Скорость образования Z и Y, таким образом, зависит, кроме прочего, от того, какое количество каждого из конкурирующих “лаборантов”, абзазы и ациазы, в клетке. А это, в свою очередь, зависит от того, какой из двух генов работает в ядре клетки. В реальности все, конечно, сложнее: молекула абзазы, даже если она есть в клетке, может находиться в инактивированном состоянии. Инактивация может происходить, например, следующим образом: появляется другая молекула и занимает активную “нишу” фермента. То есть “робот-лаборант” как бы оказывается временно закованным в наручники. Раз уж я прибег к этой метафоре, придется предупредить читателей, чтобы они не воспринимали “робота-лаборанта” буквально. Конечно, у молекулы фермента нет рук, которые могут захватывать компоненты, например молекулы A – не говоря уже о надевании наручников. У настоящего фермента на поверхности есть участки, которые, например, обладают сродством к молекулам А, или точно соответствуют им по форме, или характеризуются какими-нибудь еще химическими особенностями. И все это сродство можно на время устранить способами, которые напоминают переключение выключателя.
Большинство молекул ферментов представляют собой механизмы, которые умеют синтезировать лишь один продукт: например, сахар или жир; пурин или пиримидин (составные элементы ДНК и РНК) или аминокислоты (двадцать из них представляют собой составные элементы природных белков). Но некоторые ферменты сильнее похожи на программируемые механизмы, требующие использования перфорированной ленты, которая будет указывать им, что делать. Самый замечательный пример такого фермента – рибосома, сложное устройство, построенное из белка и РНК и синтезирующее белок. Рибосома захватывает аминокислоты – составные элементы белков, синтезированные специальными ферментами и свободно плавающие в клетке. Перфолентой служит информационная РНК (иРНК). Информационная лента, которая, в свою очередь, является копией геномной ДНК, вводит данные в рибосому. По мере того, как лента проходит через “считывающую головку”, соответствующие аминокислоты соединяются в белковую цепь в порядке, зашифрованном на ленте с помощью генетического кода.

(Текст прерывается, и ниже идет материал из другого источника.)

Issue #3561, opened 2021-11-04
Add the ability to highlight buildings on CarPlay during active-guidance.


MaximAlien:
At this point there is no ability to highlight buildings during active guidance in `CarPlayNavigationViewController`. In scope of this ticket such ability should be added.

PR #3564, opened 2021-11-05
Implement the ability to highlight buildings during active-guidance on CarPlay.

MaximAlien:
Closing #3561.

### DIFF
--- a/Sources/MapboxNavigation/CarPlayNavigationViewController.swift
+++ b/Sources/MapboxNavigation/CarPlayNavigationViewController.swift
@@ -12,7 +12,7 @@ import CarPlay
  - seealso: `NavigationViewController`
  */
 @available(iOS 12.0, *)
-open class CarPlayNavigationViewController: UIViewController {
+open class CarPlayNavigationViewController: UIViewController, BuildingHighlighting {
     
     // MARK: Child Views and Styling Configuration
     
@@ -72,6 +72,16 @@ open class CarPlayNavigationViewController: UIViewController {
      The style can be modified programmatically by using `StyleManager.applyStyle(type:)`.
      */
     public private(set) var styleManager: StyleManager?
+    
+    /**
+     Allows to control highlighting of the destination building on arrival. By default destination buildings will not be highlighted.
+     */
+    public var waypointStyle: WaypointStyle = .annotation
+    
+    var approachingDestinationThreshold: CLLocationDistance = DefaultApproachingDestinationThresholdDistance
+    var passedApproachingDestinationThreshold: Bool = false
+    var currentLeg: RouteLeg?
+    var buildingWasFound: Bool = false
     
     var mapTemplate: CPMapTemplate
     var carInterfaceController: CPInterfaceController
@@ -452,9 +462,10 @@ open class CarPlayNavigationViewController: UIViewController {
         
         // Reapply runtime styling changes each time the style changes.
         navigationMapView.mapView.mapboxMap.onEvery(.styleLoaded) { [weak self] _ in
-            self?.navigationMapView?.localizeLabels()
-            self?.navigationMapView?.mapView.showsTraffic = false
-            self?.updateRouteOnMap()
+            guard let self = self else { return }
+            self.navigationMapView?.localizeLabels()
+            self.navigationMapView?.mapView.showsTraffic = false
+            self.updateRouteOnMap()
         }
         
         navigationMapView.mapView.ornaments.options.compass.visibility = .hidden
@@ -555,6 +566,8 @@ open class CarPlayNavigationViewController: UIViewController {
         
         // Check to see if we're in a tunnel.
         checkTunnelState(at: location, along: routeProgress)
+        
+        attemptToHighlightBuildings(routeProgress, navigationMapView: navigationMapView)
         
         let legIndex = routeProgress.legIndex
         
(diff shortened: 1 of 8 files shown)


Sources/MapboxNavigation/CarPlayNavigationViewController.swift
```diff
@@ -68,10 +68,19 @@ open class CarPlayNavigationViewController: UIViewController {
      */
     public private(set) var styleManager: StyleManager?
     
+    /**
+     Allows to control highlighting of the destination building on arrival. By default destination buildings will not be highlighted.
```
bamx23, line 72: The documentation looks like it is for a different property.

Sources/MapboxNavigation/CarPlayNavigationViewController.swift
```diff
@@ -542,6 +553,33 @@ open class CarPlayNavigationViewController: UIViewController {
         }
     }
     
+    private func attemptToHighlightBuildings(_ progress: RouteProgress) {
+        // In case if distance was fully covered - do nothing.
+        // FIXME: This check prevents issue which leads to highlighting random buildings after arrival to final destination.
+        // At the same time this check will prevent building highlighting in case of arrival in overview mode/high altitude.
+        if progress.fractionTraveled >= 1.0 { return }
+        if waypointStyle == .annotation { return }
```
bamx23, line 561: Not: May it be a better fit for guard?

bamx23 (approved):
Also, do we need an update in changelog?

Sources/MapboxNavigation/CarPlayNavigationViewController.swift
```diff
@@ -68,10 +68,19 @@ open class CarPlayNavigationViewController: UIViewController {
...
+    public var waypointStyle: WaypointStyle = .annotation
+    
     var mapTemplate: CPMapTemplate
     var carInterfaceController: CPInterfaceController
     
     private var isTraversingTunnel = false
+    private var approachingDestinationThreshold: CLLocationDistance = 250.0
+    private var passedApproachingDestinationThreshold: Bool = false
+    private var currentLeg: RouteLeg?
+    private var foundAllBuildings = false
```
S2Ler, line 83: Let's use consistent style:
```suggestion
    private var foundAllBuildings: Bool = false
```

Sources/MapboxNavigation/CarPlayNavigationViewController.swift
```diff
@@ -68,10 +68,19 @@ open class CarPlayNavigationViewController: UIViewController {
...
+    /**
+     Allows to control highlighting of the destination building on arrival. By default destination buildings will not be highlighted.
+     */
+    public var waypointStyle: WaypointStyle = .annotation
+    
     var mapTemplate: CPMapTemplate
     var carInterfaceController: CPInterfaceController
     
     private var isTraversingTunnel = false
+    private var approachingDestinationThreshold: CLLocationDistance = 250.0
```
S2Ler, line 80: I think this is a copy from `NavigationViewController` and we shall think how to restructure code so that there won't be so much duplicated code.

At very least, 250.0 is a shared constant that can be extracted.

Sources/MapboxNavigation/CarPlayNavigationViewController.swift
```diff
@@ -542,6 +553,33 @@ open class CarPlayNavigationViewController: UIViewController {
         }
     }
     
+    private func attemptToHighlightBuildings(_ progress: RouteProgress) {
```
S2Ler, line 556: This is a copy from `NavigationViewController`. Even, fixme is copied. We need to extract this logic in a reusable algorithm.

Sources/MapboxNavigation/CarPlayNavigationViewController.swift
MaximAlien: This is original name of the property we came up with to control building highlighting.

Sources/MapboxNavigation/CarPlayNavigationViewController.swift
MaximAlien: Agree, added guard statement.

Sources/MapboxNavigation/CarPlayNavigationViewController.swift
MaximAlien: Was also renamed to `buildingWasFound` to be more precise.

Sources/MapboxNavigation/CarPlayNavigationViewController.swift
MaximAlien: Agree, since there are also several class member properties involved in the building highlighting process I've created internal `BuildingHighlighting` protocol. Please check latest changes.

Sources/MapboxNavigation/CarPlayNavigationViewController.swift
MaximAlien: Some refactoring was made and now building highlighting logic is the same for `CarPlayNavigationViewController` and `NavigationViewController`.

Sources/MapboxNavigation/Constants.swift
```diff
@@ -21,8 +21,9 @@ public var RouteLineWidthByZoomLevel: [Double: Double] = [
 ]
 
 /**
- The minium distance remaining on a route before overhead zooming is stopped.
+ The minimum distance remaining on a route before overhead zooming is stopped.
  */
+@available(*, deprecated, message: "This value is no longer used.")
 public var NavigationMapViewMinimumDistanceForOverheadZooming: CLLocationDistance = 200
```
MaximAlien, line 27: This property is no longer used as it seems, so I've deprecated it.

В клетке есть набор небольших транспортных РНК (тРНК), каждая длиной приблизительно семьдесят нуклеотидов. Каждая тРНК избирательно присоединяется к одному и только одному из двадцати видов природных аминокислот. На другом конце молекулы тРНК находится антикодон – триплет, в точности комплементарный короткой последовательности иРНК (кодону), кодирующей конкретную аминокислоту. По мере того, как “лента” иРНК продвигается через “считывающую головку” рибосомы, каждый кодон иРНК связывается с тРНК, несущей подходящий антикодон. В результате аминокислота на другом конце тРНК становится в ряд с другими аминокислотами, прикрепляясь к растущему концу формирующегося белка. После прикрепления аминокислоты тРНК уходит на поиски новой молекулы аминокислоты своего типа, а иРНК тем временем медленно продвигает ленту вперед. Шаг за шагом выстраивается белковая цепь. Удивительно, что одна “лента” иРНК может одновременно работать с несколькими рибосомами. Каждая из рибосом продвигает свою “считывающую головку” вдоль разных участков ленты, и каждая формирует свою копию вновь синтезируемой цепи белка.